◆ **DATA FOR THE TASK**:
■ ■ ■ ■
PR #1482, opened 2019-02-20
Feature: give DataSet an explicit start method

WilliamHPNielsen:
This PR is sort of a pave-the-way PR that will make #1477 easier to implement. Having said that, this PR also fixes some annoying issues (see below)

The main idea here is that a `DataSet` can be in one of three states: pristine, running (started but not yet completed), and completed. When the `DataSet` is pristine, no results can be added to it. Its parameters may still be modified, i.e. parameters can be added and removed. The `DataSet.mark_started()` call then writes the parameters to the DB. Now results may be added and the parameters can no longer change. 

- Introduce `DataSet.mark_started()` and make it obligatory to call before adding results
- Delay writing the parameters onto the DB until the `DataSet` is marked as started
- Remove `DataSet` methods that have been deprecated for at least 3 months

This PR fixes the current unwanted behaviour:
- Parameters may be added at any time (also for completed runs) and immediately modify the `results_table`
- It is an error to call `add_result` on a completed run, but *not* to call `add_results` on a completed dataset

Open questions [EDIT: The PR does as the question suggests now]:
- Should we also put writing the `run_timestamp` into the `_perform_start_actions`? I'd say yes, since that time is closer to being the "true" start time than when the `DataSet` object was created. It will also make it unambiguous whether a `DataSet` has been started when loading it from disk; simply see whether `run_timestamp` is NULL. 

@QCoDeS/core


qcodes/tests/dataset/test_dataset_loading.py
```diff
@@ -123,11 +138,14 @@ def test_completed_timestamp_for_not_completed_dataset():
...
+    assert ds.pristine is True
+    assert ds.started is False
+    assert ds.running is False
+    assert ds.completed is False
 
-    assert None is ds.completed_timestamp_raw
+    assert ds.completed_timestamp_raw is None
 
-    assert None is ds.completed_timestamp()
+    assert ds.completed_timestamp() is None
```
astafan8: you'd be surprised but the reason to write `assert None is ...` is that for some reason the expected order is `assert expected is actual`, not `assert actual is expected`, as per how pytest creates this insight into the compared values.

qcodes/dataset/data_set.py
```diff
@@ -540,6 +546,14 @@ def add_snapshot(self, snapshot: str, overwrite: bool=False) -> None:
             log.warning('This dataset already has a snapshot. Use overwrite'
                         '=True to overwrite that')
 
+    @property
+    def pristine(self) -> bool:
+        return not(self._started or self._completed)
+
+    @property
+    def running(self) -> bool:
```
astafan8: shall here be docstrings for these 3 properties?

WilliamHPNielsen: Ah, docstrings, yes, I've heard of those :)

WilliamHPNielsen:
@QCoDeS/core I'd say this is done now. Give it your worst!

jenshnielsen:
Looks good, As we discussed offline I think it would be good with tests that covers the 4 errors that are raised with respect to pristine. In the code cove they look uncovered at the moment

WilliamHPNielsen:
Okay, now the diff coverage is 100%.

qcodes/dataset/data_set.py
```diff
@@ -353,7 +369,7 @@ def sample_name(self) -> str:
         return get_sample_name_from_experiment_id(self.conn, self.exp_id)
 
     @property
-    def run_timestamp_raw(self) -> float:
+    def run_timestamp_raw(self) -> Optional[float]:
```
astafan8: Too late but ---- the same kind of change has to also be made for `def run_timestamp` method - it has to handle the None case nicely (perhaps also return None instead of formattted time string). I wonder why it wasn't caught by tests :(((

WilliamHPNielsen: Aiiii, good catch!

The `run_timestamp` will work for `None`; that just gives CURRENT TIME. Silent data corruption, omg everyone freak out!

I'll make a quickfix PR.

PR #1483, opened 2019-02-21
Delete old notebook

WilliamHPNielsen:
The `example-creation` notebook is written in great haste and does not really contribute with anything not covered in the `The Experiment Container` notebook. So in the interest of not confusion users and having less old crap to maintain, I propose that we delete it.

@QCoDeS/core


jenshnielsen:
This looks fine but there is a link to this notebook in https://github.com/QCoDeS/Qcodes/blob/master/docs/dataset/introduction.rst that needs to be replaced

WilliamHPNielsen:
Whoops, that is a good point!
■ ■ ■ ■
◆ **PROBLEM TO SOLVE**: If a line of the data above contains "does", copy it out.

◆ **ANSWER FOR THE TASK**:
Open questions [EDIT: The PR does as the question suggests now]:
The `example-creation` notebook is written in great haste and does not really contribute with anything not covered in the `The Experiment Container` notebook. So in the interest of not confusion users and having less old crap to maintain, I propose that we delete it.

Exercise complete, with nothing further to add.